→ Data items
=====

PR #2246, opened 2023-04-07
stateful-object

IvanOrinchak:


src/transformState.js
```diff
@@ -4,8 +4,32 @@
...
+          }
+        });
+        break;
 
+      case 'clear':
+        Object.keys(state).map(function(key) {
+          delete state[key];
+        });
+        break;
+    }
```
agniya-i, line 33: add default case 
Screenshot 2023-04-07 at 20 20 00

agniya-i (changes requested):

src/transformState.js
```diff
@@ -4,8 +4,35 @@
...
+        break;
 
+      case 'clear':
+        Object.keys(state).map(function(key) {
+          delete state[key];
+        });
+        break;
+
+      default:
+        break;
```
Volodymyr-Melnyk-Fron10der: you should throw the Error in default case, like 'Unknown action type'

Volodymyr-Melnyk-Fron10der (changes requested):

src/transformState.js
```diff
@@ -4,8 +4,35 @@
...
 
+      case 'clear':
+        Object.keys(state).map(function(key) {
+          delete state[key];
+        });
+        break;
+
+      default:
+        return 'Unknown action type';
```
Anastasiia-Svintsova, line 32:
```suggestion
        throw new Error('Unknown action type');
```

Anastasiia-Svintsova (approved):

=====

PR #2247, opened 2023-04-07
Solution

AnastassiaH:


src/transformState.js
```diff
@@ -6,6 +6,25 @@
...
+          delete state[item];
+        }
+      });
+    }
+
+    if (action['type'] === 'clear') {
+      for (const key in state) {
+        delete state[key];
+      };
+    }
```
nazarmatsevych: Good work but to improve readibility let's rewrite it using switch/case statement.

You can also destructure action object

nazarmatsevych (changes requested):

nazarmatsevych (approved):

=====

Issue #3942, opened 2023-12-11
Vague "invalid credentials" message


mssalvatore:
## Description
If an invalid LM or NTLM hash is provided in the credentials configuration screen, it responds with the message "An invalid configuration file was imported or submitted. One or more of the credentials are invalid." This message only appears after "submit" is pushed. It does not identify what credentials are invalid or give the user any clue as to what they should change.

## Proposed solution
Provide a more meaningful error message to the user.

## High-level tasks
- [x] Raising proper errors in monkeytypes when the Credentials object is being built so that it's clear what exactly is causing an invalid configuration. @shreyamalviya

=====

→ What to work on
The answer must be a single number: how many lines in the data contain the string "agniya"?

→ Output of the exercise
2